◆ **Assignment**
Could the data below be copied out in full, word for word?
####################
PR #4210, opened 2025-02-03
testing/btest: Use OPENSSL_ENABLE_SHA1_SIGNATURES

### LINKED ISSUE #4035: Test failures on platforms that distrust SHA-1 signatures
While adding Fedora 41 to CI (#4028) we noticed that its default crypto policy [no longer trusts SHA-1 signatures](https://fedoraproject.org/wiki/Changes/OpenSSLDistrustSHA1SigVer). This means:

- For users running certificate validation (`validate-certs.zeek`), validations involving SHA-1 will fail. While unlikely in current traffic, it's certainly possible.
- Our own tests rely on SHA-1 in validations, specifically the following:

```
[  8%] bifs.x509_verify ... failed
[ 84%] scripts.base.protocols.ssl.ocsp-stapling ... failed
[ 91%] scripts.policy.protocols.ssl.validate-ocsp ... failed
[ 91%] scripts.policy.protocols.ssl.validate-certs ... failed
```

This looks like a workable predicate (but my `openssl` fu is weak, so suggestions welcome):
```
$ openssl genpkey -out privkey.pem -algorithm rsa
$ openssl rsa -in privkey.pem -outform PEM -pubout -out pubkey.pem
$ touch foo
$ openssl dgst -sha1 -sign privkey.pem -out foo.signed foo # Fails when SHA-1's not trusted
```

We should offer users guidance on this and, I'd argue, fix our own tests so they either don't require SHA-1 for signature verification, or guard them with a suitable predicate.

awelzel:
This reverts the call to update-crypto-policies in the Fedora 41 image
and instead sets OPENSSL_ENABLE_SHA1_SIGNATURES in the individual tests.
This allows RHEL 10 or Fedora 41 users to run the tests in question
without needing to fiddle with system settings.

Fixes #4035

...and a commit to remove OpenSSL 1.0 support in x509_verify.zeek


timwoj (approved):
Looks fine to me. Maybe add a comment to the tests about why that variable gets set. Copying the one in subdir-btest.cfg would be enough.

0xxon:
I just noticed that you set this in btest.cfg for the external tests.

Could we just do that for the normal btests too? That way we don't have to set system specific variables in individual btests. That feels a bit awkward to me.

awelzel:
Eh, I just merged... I pondered the same but found it nicer that having the environment variable in the tests provides an explicit tag which tests/pcaps are affected. Further, if one copy&pastes the `TEST-EXEC` line directly. I sometimes do this for  easier debugging, the global environment variable that's now missing is not obvious and it might take a while to figure it out.

I had the same thought for external baselines, but given they have `OPENSSL_ENABLE_MD5_VERIFY=1` seemed more consistent to set it globally there - I'd rather change that to explicit usage within the test TBH.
####################
◆ **Answer for this exercise**
PR #4210, opened 2025-02-03
testing/btest: Use OPENSSL_ENABLE_SHA1_SIGNATURES

### LINKED ISSUE #4035: Test failures on platforms that distrust SHA-1 signatures
While adding Fedora 41 to CI (#4028) we noticed that its default crypto policy [no longer trusts SHA-1 signatures](https://fedoraproject.org/wiki/Changes/OpenSSLDistrustSHA1SigVer). This means:

- For users running certificate validation (`validate-certs.zeek`), validations involving SHA-1 will fail. While unlikely in current traffic, it's certainly possible.
- Our own tests rely on SHA-1 in validations, specifically the following:

```
[  8%] bifs.x509_verify ... failed
[ 84%] scripts.base.protocols.ssl.ocsp-stapling ... failed
[ 91%] scripts.policy.protocols.ssl.validate-ocsp ... failed
[ 91%] scripts.policy.protocols.ssl.validate-certs ... failed
```

This looks like a workable predicate (but my `openssl` fu is weak, so suggestions welcome):
```
$ openssl genpkey -out privkey.pem -algorithm rsa
$ openssl rsa -in privkey.pem -outform PEM -pubout -out pubkey.pem
$ touch foo
$ openssl dgst -sha1 -sign privkey.pem -out foo.signed foo # Fails when SHA-1's not trusted
```

We should offer users guidance on this and, I'd argue, fix our own tests so they either don't require SHA-1 for signature verification, or guard them with a suitable predicate.

awelzel:
This reverts the call to update-crypto-policies in the Fedora 41 image
and instead sets OPENSSL_ENABLE_SHA1_SIGNATURES in the individual tests.
This allows RHEL 10 or Fedora 41 users to run the tests in question
without needing to fiddle with system settings.

Fixes #4035

...and a commit to remove OpenSSL 1.0 support in x509_verify.zeek


timwoj (approved):
Looks fine to me. Maybe add a comment to the tests about why that variable gets set. Copying the one in subdir-btest.cfg would be enough.

0xxon:
I just noticed that you set this in btest.cfg for the external tests.

Could we just do that for the normal btests too? That way we don't have to set system specific variables in individual btests. That feels a bit awkward to me.

awelzel:
Eh, I just merged... I pondered the same but found it nicer that having the environment variable in the tests provides an explicit tag which tests/pcaps are affected. Further, if one copy&pastes the `TEST-EXEC` line directly. I sometimes do this for  easier debugging, the global environment variable that's now missing is not obvious and it might take a while to figure it out.

I had the same thought for external baselines, but given they have `OPENSSL_ENABLE_MD5_VERIFY=1` seemed more consistent to set it globally there - I'd rather change that to explicit usage within the test TBH.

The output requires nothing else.